PR #1174, opened 2026-06-03
[16.0][REF] shopfloor: improve `find` action

nicolas-delbovier-acsone:
### Problems
The `generic_find` method in `shopfloor` suffered from different problems:
1. **Redundant Handler Scans:** Even when the parser successfully identified a highly specific barcode type (e.g., a GS1 `'lot'`), the loop structure would blindly execute database queries across *all* other active handlers (e.g., `'package'`, `'product'`, `'location'`).
2. **Suboptimal Order of Execution:** Because the parser sequence injects an `"unknown"` result type (representing the raw string fallback) at the beginning of the results collection, the method consistently evaluated this generic fallback first (and thus tested all possible types instead of only one).
3.  **Bad readibility/Dev experience:** The previous implementation of the `find` method of the `SearchAction` component relied on some `handler_kw` arg to pass down arguments to downstream functions. Now use "fluent builder pattern" to remove the need for this arg.
```python
# Example: Searching for a lot
search_action = self.component(usage="shopfloor.search.action")

# BEFORE
result = search_action.find(
    barcode,
    types=["lot"],
    handler_kw={"lot": {"products": my_products, "limit": limit}},
)

# AFTER
result = (
    search_action
    .for_products(my_products)
    .with_limit(5)
    .find(barcode, types=["lot"])
    )
``` 
4. **Parsing bypass**: The parsing would only happen when calling the base `find` function. All the other "_from_scan" functions were not fed with the parsing results bypassing parsing addons logic such as `shopfloor_gs1`.
For example, when searching a lot, scanning a GS1 with "product" info should narrow down the search of the lot to only those that match the given product. Without passing the parsing info to the `lot_from_scan` function, we have no way to do that.

---

**Also includes**
- Found a file not named properly in `shopfloor_gs1` -> renamed to not be misleading in the future / improve code navigation


nicolas-delbovier-acsone:
@jbaudoux

jbaudoux (commented):
Definitely better but not enough.
I think I explained it in the issue. You need to loop over each result and their type to refine the result.
First result is ean, search for products. Next result is lot, search for lots of found products. Etc...

shopfloor_gs1/actions/__init__.py
```diff
@@ -1 +1 @@
-from . import search
+from . import barcode_parser
```
simahawk, line 1: is this change really needed?

nicolas-delbovier-acsone: I am not against reverting this change if really you prefer so.

I was just applying the "boy scout rule" to bring this file name in line with naming conventions while I was working in the area.

nicolas-delbovier-acsone:
> Definitely better but not enough. I think I explained it in the issue. You need to loop over each result and their type to refine the result. First result is ean, search for products. Next result is lot, search for lots of found products. Etc...

I do not understand how what you say could work? In`generic_find`, once a record is found, the method returns (thus the importance of the ordering of the types). Therefore, there is no way to "refine" results for later searches...

Are you suggesting that we should not return on first result found and always test all possible types first and then decide which record I want to link to the returned `SearchResult` in case of collisions (e.g. lot and package sharing the same name) ? Wouldn't this make the search slower while in most cases such a collision should be rare? How do we decide which record is the best to return in case of multiple records found ?

jbaudoux:
> > Definitely better but not enough. I think I explained it in the issue. You need to loop over each result and their type to refine the result. First result is ean, search for products. Next result is lot, search for lots of found products. Etc...
> 
> I do not understand how what you say could work? In`generic_find`, once a record is found, the method returns (thus the importance of the ordering of the types). Therefore, there is no way to "refine" results for later searches...
> 
> Are you suggesting that we should not return on first result found and always test all possible types first and then decide which record I want to link to the returned `SearchResult` in case of collisions (e.g. lot and package sharing the same name) ? Wouldn't this make the search slower while in most cases such a collision should be rare? How do we decide which record is the best to return in case of multiple records found ?

Yes you need to process all the results and parse according their type. The one to return is the last that made a match. If you match a lot, you return the lot. If you match only a product, you return a product.

shopfloor/actions/search.py
```diff
@@ -76,58 +98,101 @@ def _make_search_result(self, **kwargs):
...
+    def picking_from_scan(self, barcode):
+        res = self.find(barcode, types=["picking"])
+        return res.record if res else self.env["stock.picking"].browse()
+
+    def product_from_scan(self, barcode):
+        res = self.find(barcode, types=["product"])
+        return res.record if res else self.env["product.product"].browse()
+
+    def lot_from_scan(self, barcode):
+        res = self.find(barcode, types=["lot", "serial"])
```
jbaudoux: Keep the existing signature
```suggestion
    def lot_from_scan(self, barcode, products=None):
         if products:
             for_products(products)
        res = self.find(barcode, types=["lot"])
```
and no need for serial, it's calling the same method

shopfloor/services/cluster_picking.py
```diff
@@ -492,7 +492,7 @@ def scan_line(self, picking_batch_id, move_line_id, barcode, sublocation_id=None
                 picking, move_line, packaging, sublocation
             )
 
-        lot = search.lot_from_scan(barcode, products=move_line.product_id)
+        lot = search.for_products(move_line.product_id).lot_from_scan(barcode)
```
jbaudoux: revert this, make the method support the existing signature

shopfloor/services/cluster_picking.py
```diff
@@ -1076,7 +1076,7 @@ def change_pack_lot(self, picking_batch_id, move_line_id, barcode, quantity=None
         response_ok_func = self._response_for_scan_destination
         response_error_func = self._response_for_change_pack_lot
         change_package_lot = self._actions_for("change.package.lot")
-        lot = search.lot_from_scan(barcode, products=move_line.product_id)
+        lot = search.for_products(move_line.product_id).lot_from_scan(barcode)
```
jbaudoux: revert this, make the method support the existing signature

shopfloor/services/location_content_transfer.py
```diff
@@ -560,7 +560,7 @@ def scan_package(self, location_id, package_level_id, barcode):
             else:
                 return self._response_for_scan_destination(location, package_level)
 
-        lot = search.lot_from_scan(barcode, products=package_move_lines.product_id)
+        lot = search.for_products(package_move_lines.product_id).lot_from_scan(barcode)
```
jbaudoux: revert this, make the method support the existing signature

shopfloor/services/zone_picking.py
```diff
@@ -779,7 +779,7 @@ def _scan_source_lot(
         search = self._actions_for("search")
         products = self.env["product.product"].browse(product_id)
         # Could get several lots from different products, check each of them
-        lots = search.lot_from_scan(barcode, products=products, limit=None)
+        lots = search.for_products(products).with_limit(None).lot_from_scan(barcode)
```
jbaudoux: revert this, make the method support the existing signature

shopfloor/services/zone_picking.py
```diff
@@ -1452,7 +1452,7 @@ def change_pack_lot(self, move_line_id, barcode):
         response = None
         change_package_lot = self._actions_for("change.package.lot")
         # handle lot
-        lot = search.lot_from_scan(barcode, products=move_line.product_id)
+        lot = search.for_products(move_line.product_id).lot_from_scan(barcode)
```
jbaudoux: revert this, make the method support the existing signature

jbaudoux (changes requested):

shopfloor/actions/search.py
```diff
@@ -51,21 +50,44 @@ def parser(self):
...
-            "lot": self.lot_from_scan,
-            "serial": self.lot_from_scan,
-            "packaging": self.packaging_from_scan,
-            "delivery_packaging": self.delivery_packaging_from_scan,
-            "origin_move": self.origin_move_from_scan,
+            "product": self._find_product,
+            "package": self._find_package,
+            "picking": self._find_picking,
+            "location": self._find_location,
+            "location_dest": self._find_location,
```
jbaudoux: should get rid of this location_dest, we try to find a location, doesn't matter if source or destination

shopfloor/actions/search.py
```diff
@@ -51,21 +50,44 @@ def parser(self):
...
+            "lot": self._find_lot,
+            "serial": self._find_lot,
```
jbaudoux: lot is enough, no need for serial

shopfloor/actions/search.py
```diff
@@ -51,21 +50,44 @@ def parser(self):
...
+            "packaging": self._find_packaging,
+            "delivery_packaging": self._find_delivery_packaging,
+            "origin_move": self._find_origin_move,
             # Extra data can be contained in barcodes
-            "expiration_date": self.expiration_date_from_scan,
+            "expiration_date": self._find_expiration_date,
```
jbaudoux: that's not returning a record, that should not be available here

shopfloor/actions/search.py
```diff
@@ -76,58 +98,101 @@ def _make_search_result(self, **kwargs):
...
+        res = self.find(barcode, types=["delivery_packaging"])
+        return res.record if res else self.env["stock.package.type"].browse()
+
+    def origin_move_from_scan(self, barcode):
+        res = self.find(barcode, types=["origin_move"])
+        return res.record if res else self.env["stock.move"].browse()
+
+    def expiration_date_from_scan(self, barcode):
+        res = self.find(barcode, types=["expiration_date"])
+        return res.record if res else None
```
jbaudoux: this doesn't make sense to me

jbaudoux (commented):
I would cleanup this as well

shopfloor/actions/search.py
```diff
@@ -148,68 +213,58 @@ def picking_from_scan(self, barcode, use_origin=False):
...
         if not barcode:
             return model.browse()
         domain = [
             ("company_id", "=", self.env.company.id),
             ("name", "=", barcode),
         ]
-        if products:
-            domain.append(("product_id", "in", products.ids))
-        return model.search(domain, limit=limit)
+        if self._products:
```
jbaudoux: If there is a "product" in parse_results, you need to filter on that one. It could be the ean/gtin of a product or packaging

jbaudoux (changes requested):
When you search a lot, you provide the related product (for_product).
Either you scan a lot barcode and you filter on the provided products.
Or you scan a lot gs1 and the product is embedded in the barcode. You then need to filter on that product.
Then returning a lot that doesn't respect the products asked for is questionnable. In reception, you added a test on the returned lot to raise an error saying it's a wrong scanned product. But it's not intuitive that a lot for another product may be returned and other calls may not test that. Maybe that error should be raised here and catched by the caller.

Edit: see https://github.com/OCA/wms/pull/1174/changes#r3535534445. There are several cases where you ask a record for a product and you can receive a record for another product. The caller is then checking the returned record for its product.

shopfloor_reception/services/reception.py
```diff
@@ -1202,34 +1192,35 @@ def scan_lot(self, picking_id, selected_line_id, barcode):
         existing_lot = self.env["stock.lot"]
         lot_expiration_date = None
 
-        search = self._actions_for("search")
+        search = self._actions_for("search").for_products(selected_line.product_id)
         search_result = search.find(
             barcode=barcode,
-            types=["lot", "expiration_date", "product"],
-            handler_kw={"lot": {"products": selected_line.product_id}},
+            types=["lot", "expiration_date"],
```
jbaudoux: expiration_date should be returned in the parse_result if parsed. It's not a record you ask for
```suggestion
            types=["lot"],
```

shopfloor_reception/services/reception.py
```diff
@@ -1202,34 +1192,35 @@ def scan_lot(self, picking_id, selected_line_id, barcode):
...
-                and result.raw != selected_line.product_id.barcode
-            ):
-                return self._response_for_set_lot(
-                    picking,
-                    selected_line,
-                    message=self.msg_store.lot_product_mismatch(),
-                )
+        if (
+            prod_result := search_result.parse_result.get("product")
+        ) and prod_result.value != selected_line.product_id.barcode:
```
jbaudoux: You asked for a lot record, use that. You should be able to do something like
```suggestion
        if search_result.record.product_id != selected_line.product_id:
```

shopfloor_reception/services/reception.py
```diff
@@ -1202,34 +1192,35 @@ def scan_lot(self, picking_id, selected_line_id, barcode):
...
+        if exp_result := search_result.parse_result.get("expiration_date"):
+            lot_expiration_date = self._locale_date_to_datetime_utc(exp_result.value)
 
         if search_result.type == "lot":
             existing_lot = search_result.record
         if not existing_lot:
-            existing_lot = search.lot_from_scan(lot_name, selected_line.product_id)
+            existing_lot = search.for_products(selected_line.product_id).lot_from_scan(
+                lot_name
+            )
```
jbaudoux: There should be no need for a second call

shopfloor_reception/services/reception.py
```diff
@@ -1285,7 +1276,9 @@ def set_lot_confirm_action(
         lot = (
             search_result_record
             if search_result_record and search_result_record._name == "stock.lot"
-            else self._actions_for("search").lot_from_scan(lot_name, product)
+            else self._actions_for("search")
+            .for_products(product)
+            .lot_from_scan(lot_name)
```
```suggestion
            .lot_from_scan(lot_name, products=product)
```

shopfloor_reception/services/reception.py
```diff
@@ -1379,11 +1372,10 @@ def _set_quantity__by_barcode(
         self, picking, selected_line, barcode, confirmation=None
     ):
         handlers_by_type = self._set_quantity__get_handlers_by_type()
-        search = self._actions_for("search")
+        search = self._actions_for("search").for_products(selected_line.product_id)
```
jbaudoux, line 1352: Here there is an example where we ask a product or packaging for a product. The returned record may not correspond to that product and the returned record will be checked for its product in _set_quantity__by_product and _set_quantity__by_packaging.

I think it should be the same then for the lot

See for example
```
        if packaging.product_id.id != selected_line.product_id.id:
            return self._response_for_set_quantity(
                picking,
                selected_line,
                message=self.msg_store.wrong_record(packaging),
            )
```

shopfloor_reception/services/reception.py
nicolas-delbovier-acsone: The condition `search_result.record.product_id != selected_line.product_id` will never be True since we added the product on the search above like so `search = self._actions_for("search").for_products(selected_line.product_id)`. Thus, the found lot, if any, will always match the product on the line.

The search above is trying to find an already existing lot in odoo matching the product and the barcode. But the condition here is trying to assert that the barcode (GS1) we scanned is indeed for the currently selected product.

nicolas-delbovier-acsone: See the test `test_scan_lot_wrong_product`  (inside `shopfloor_reception/tests/test_scan_lot.py`) this test would fail with your suggested code.

jbaudoux: That's what is wrong. Look on the search for a product or packaging, even when you say `for_products(selected_line.product_id)`, the result can be a different product or a packaging of a different product. We should do the same for the lot. It could be a lot with a product corresponding to the product in the gs1 barcode.

nicolas-delbovier-acsone: I am not sure to understand what you mean? Would you suggest this:

In case there is both a `products` argument sent to the `lot_from_scan` function as well as a `BarcodeResult` of type "product" found in parsing, you want to refine the search **only** by the parsed result barcode.
Therefore, the parsing is, in a sense, "stronger" than the arguments passed to the function.

Am I understanding your point correctly?

I have this for now:
```python
def _find_lot(self, parse_results, btype="lot"):
    model = self.env["stock.lot"]
    barcode = self._get_parse_results_value(parse_results, btype)
    if not barcode:
        return model.browse()
    domain = [
        ("company_id", "=", self.env.company.id),
        ("name", "=", barcode),
    ]
    if product_result := parse_results.get("product"):
        domain.extend(
            [
                "|",
                # also check for False in case we do not have the barcode
                # for the product yet in odoo
                ("product_id.barcode", "in", [False, product_result.value]),
                ("product_id.default_code", "in", [False, product_result.value]),
            ]
        )

    if self._products:
        domain.append(("product_id", "in", self._products.ids))
    return model.search(domain, limit=self._limit)
```

But if I understood correctly, you would rather do this:

```diff
def _find_lot(self, parse_results, btype="lot"):
    model = self.env["stock.lot"]
    barcode = self._get_parse_results_value(parse_results, btype)
    if not barcode:
        return model.browse()
    domain = [
        ("company_id", "=", self.env.company.id),
        ("name", "=", barcode),
    ]
    if product_result := parse_results.get("product"):
        domain.extend(
            [
                "|",
                # also check for False in case we do not have the barcode
                # for the product yet in odoo
                ("product_id.barcode", "in", [False, product_result.value]),
                ("product_id.default_code", "in", [False, product_result.value]),
            ]
        )

-    if self._products:
+    elif self._products:
        domain.append(("product_id", "in", self._products.ids))
    return model.search(domain, limit=self._limit)
```

shopfloor_reception/services/reception.py
nicolas-delbovier-acsone: Indeed

shopfloor_reception/services/reception.py
jbaudoux: yes exactly

shopfloor/actions/search.py
```diff
@@ -148,68 +215,65 @@ def picking_from_scan(self, barcode, use_origin=False):
...
+        if product_result := parse_results.get("product"):
+            domain.extend(
+                [
+                    "|",
+                    # also check for False in case we do not have the barcode
+                    # for the product yet in odoo
+                    ("product_id.barcode", "in", [False, product_result.value]),
+                    ("product_id.default_code", "in", [False, product_result.value]),
+                ]
+            )
```
jbaudoux: Use instead `find(barcode, ["product", "packaging"])` as the ean/gtin can be on the product or on the packaging.

jbaudoux: Ah no need to parse again. Then call `_find_product` and `_find_packaging`

jbaudoux: without limit

shopfloor_reception/services/reception.py
```diff
@@ -1199,37 +1177,37 @@ def scan_lot(self, picking_id, selected_line_id, barcode):
...
         # Look for more info in the barcode
+        existing_lot = search_result.record or self.env["stock.lot"]
+        if (
+            prod_result := search_result.parse_result.get("product")
+        ) and prod_result.value != selected_line.product_id.barcode:
+            return self._response_for_set_lot(
+                picking,
+                selected_line,
+                message=self.msg_store.lot_product_mismatch(),
+            )
```
jbaudoux: This is now useless has InvalidProduct will be raised already in this case, isn't it?

jbaudoux (approved):

shopfloor/services/checkout.py
```diff
@@ -482,29 +483,33 @@ def scan_line(self, picking_id, barcode, confirm_pack_all=False, confirm_lot=Non
             "delivery_packaging": self._select_lines_from_delivery_packaging,
             "none": self._select_lines_from_none,
         }
-        search_result = self._scan_line_find(picking, barcode, handlers.keys())
+        try:
+            search_result = self._scan_line_find(picking, barcode, handlers.keys())
```
jbaudoux: I would drop `_scan_line_find` and do the find directly here

shopfloor_reception/services/reception.py
nicolas-delbovier-acsone: Well the test "test_scan_lot_wrong_product" inside ` /shopfloor_reception/tests/test_scan_lot.py` did not break so I guess this is still useful

shopfloor/services/checkout.py
nicolas-delbovier-acsone: Yes, I hesitaded also.

shopfloor/services/checkout.py
```diff
@@ -482,29 +483,33 @@ def scan_line(self, picking_id, barcode, confirm_pack_all=False, confirm_lot=Non
...
+            scanned_record = search_result.record
+            scanned_type = search_result.type
+        except InvalidProduct as e:
+            # Leave downstream functions deal with more precise error message
+            scanned_record = e.recordset
+            scanned_type = e.type_
```
jbaudoux: I would do like you did in the other scenario:
```
            return self._response_for_select_line(
                picking,
                message=self.msg_store.wrong_record(e.recordset),
            )
```

nicolas-delbovier-acsone: But then, I'll loose the more refined error messages in this case...

jbaudoux: which one?
I see if the product is right, you can change lot. If there multiple valid lines in packages, you need to tell which package. If you don't scan a product, there no InvalidProduct raised.
All this will remain.

nicolas-delbovier-acsone: This distinction for example:
image

shopfloor_reception/services/reception.py
jbaudoux: The test is mocking find, so you don't test what find is doing. It would now have raised InvalidProduct. The test should call the real find.

shopfloor/services/checkout.py
jbaudoux: ah yes. You could move this in the except. The idea is interresting. If there is an InvalidProduct, it searches another move line reserving the product on the location you are. It's then telling you the transfer reserving the product you scanned.

jbaudoux: The one in _select_lines_from_product (not package) :)

shopfloor_reception/services/reception.py
nicolas-delbovier-acsone: > The test is mocking find, so you don't test what find is doing.

Ah yes correct... I'll test using the UI and see what happens

nicolas-delbovier-acsone: The error is not raised because the logic we wrote yesterday is not right.

Here is the idea of the problem I encountered during testing:

image

jbaudoux: idd, need to test also `not products and not packagings`

nicolas-delbovier-acsone: Yes, I have a refactor for this that is a little bit cleaner (not much but still) and that takes this case into account. I'll push everything when tests are green locally.

jbaudoux:
FYI @sebalix @mmequignon @TDu

shopfloor/actions/search.py
```diff
@@ -76,140 +134,212 @@ def _make_search_result(self, **kwargs):
...
             return model.browse()
-        return model.search([("name", "=", barcode)], limit=1)
 
-    def picking_from_scan(self, barcode, use_origin=False):
+        packages = model.search([("name", "=", barcode)], limit=self._limit)
+
+        if packages and self._pickings:
+            invalid_pickings = self._pickings.filtered(
+                lambda p: not (p.move_line_ids.package_id & packages)
+            )
```
jbaudoux: I see no reason to make it different from _find_product or _find_lot

valid_pickings = ...
if not valid_pickings:

shopfloor/actions/search.py
```diff
@@ -76,140 +134,212 @@ def _make_search_result(self, **kwargs):
...
-        return model.search(
-            [
-                "|",
-                ("barcode", "=", barcode),
-                ("default_code", "=", barcode),
-            ],
-            limit=1,
+        products = model.search(
+            ["|", ("barcode", "=", barcode), ("default_code", "=", barcode)],
+            limit=self._limit,
```
jbaudoux: I think the limit should apply only if there is no `self._products`

```suggestion
            limit=None if self._products else self._limit,
```

Then limit the returned products
return products[:self._limit]

jbaudoux (changes requested):

shopfloor/actions/search.py
nicolas-delbovier-acsone: Indeed, nice catch

shopfloor/actions/search.py
```diff
@@ -76,140 +134,211 @@ def _make_search_result(self, **kwargs):
...
+        barcode = self._get_parse_results_value(parse_results, btype)
         if not barcode:
             return model.browse()
-        return model.search([("name", "=", barcode)], limit=1)
 
-    def picking_from_scan(self, barcode, use_origin=False):
+        packages = model.search([("name", "=", barcode)], limit=self._limit)
+
+        if packages and self._pickings:
+            valid_packages = packages & self._pickings.move_line_ids.package_id
```
jbaudoux:
```suggestion
        if packages and self._packages:
            valid_packages = packages & self._packages
```

shopfloor/actions/search.py
```diff
@@ -76,140 +134,211 @@ def _make_search_result(self, **kwargs):
...
+            if not valid_packages:
+                raise SearchInvalidPicking(recordset=packages)
```
jbaudoux:
```suggestion
                raise SearchInvalidPackage(recordset=packages)
```

shopfloor/actions/search.py
```diff
@@ -51,21 +66,64 @@ def parser(self):
...
+        work_context,
+        products=None,
+        pickings=None,
+        limit=1,
+        use_origin=False,
+        extra_domain=None,
+    ):
+        super().__init__(work_context)
+        self._products = products
+        self._pickings = pickings
```
jbaudoux:
```suggestion
        self._packages = packages
```

shopfloor/actions/search.py
```diff
@@ -51,21 +66,64 @@ def parser(self):
...
+        self._limit = limit
+        self._use_origin = use_origin
+        self._extra_domain = extra_domain
+
+    def _get_properties(self):
+        return {
+            "products": self._products,
+            "pickings": self._pickings,
```
jbaudoux:
```suggestion
            "packages": self._packages,
```

shopfloor/services/checkout.py
```diff
@@ -482,7 +483,51 @@ def scan_line(self, picking_id, barcode, confirm_pack_all=False, confirm_lot=Non
             "delivery_packaging": self._select_lines_from_delivery_packaging,
             "none": self._select_lines_from_none,
         }
-        search_result = self._scan_line_find(picking, barcode, handlers.keys())
+        try:
+            search = self._actions_for("search")
+            search_result = (
+                search.for_products(picking.move_ids.product_id)
+                .for_pickings(picking)
```
jbaudoux:
```suggestion
                .for_packages(picking.move_ids.package_id)
```

shopfloor/services/checkout.py
```diff
@@ -482,7 +483,51 @@ def scan_line(self, picking_id, barcode, confirm_pack_all=False, confirm_lot=Non
...
+                else:
+                    message = self.msg_store.product_not_found_in_current_picking(
+                        product
+                    )
+                return self._response_for_select_line(picking, message=message)
+
+            else:
+                raise e
+
+        except SearchInvalidPicking as e:
```
jbaudoux:
```suggestion
        except SearchInvalidPackage as e:
```

shopfloor/services/checkout.py
```diff
@@ -482,7 +483,51 @@ def scan_line(self, picking_id, barcode, confirm_pack_all=False, confirm_lot=Non
...
+            if e.recordset._name == "stock.quant.package":
```
jbaudoux, line 512: Should always be the case

shopfloor/services/checkout.py
```diff
@@ -482,7 +483,51 @@ def scan_line(self, picking_id, barcode, confirm_pack_all=False, confirm_lot=Non
...
+                        return_picking
+                    )
+                else:
+                    message = self.msg_store.product_not_found_in_current_picking(
+                        product
+                    )
+                return self._response_for_select_line(picking, message=message)
+
+            else:
+                raise e
```
jbaudoux, line 503:
```suggestion
            if e.recordset._name == "product.product":
                product = e.recordset[:1]
            elif e.recordset._name == "product.packaging":
                product = e.recordset[:1].product_id
            else:
                # should not happen
                raise e
            return_picking = self._get_pickings_for_product(product, limit=1)
            if return_picking:
                message = self.msg_store.reserved_for_other_picking_type(
                    return_picking
                )
            else:
                message = self.msg_store.product_not_found_in_current_picking(
                    product
                )
            return self._response_for_select_line(picking, message=message)
```

shopfloor/services/checkout.py
```diff
@@ -482,7 +483,51 @@ def scan_line(self, picking_id, barcode, confirm_pack_all=False, confirm_lot=Non
...
+                search.for_products(picking.move_ids.product_id)
+                .for_pickings(picking)
+                .find(
+                    barcode,
+                    types=handlers.keys(),
+                )
+            )
+        except SearchInvalidProduct as e:
+            if e.recordset._name == "product.product":
+                product = e.recordset
```
jbaudoux: Pay attention in case of error, it's a recordset that is returned.
```suggestion
                product = e.recordset[:1]
```

jbaudoux (commented):
That `for_pickings` is not right. It should be `for_packages`.

jbaudoux (approved):
Great !

lmignon (approved):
------
- **The problem**
Lines containing the word "Look" must be found in the data above and copied.

- **Exercise output**
jbaudoux: That's what is wrong. Look on the search for a product or packaging, even when you say `for_products(selected_line.product_id)`, the result can be a different product or a packaging of a different product. We should do the same for the lot. It could be a lot with a product corresponding to the product in the gs1 barcode.
         # Look for more info in the barcode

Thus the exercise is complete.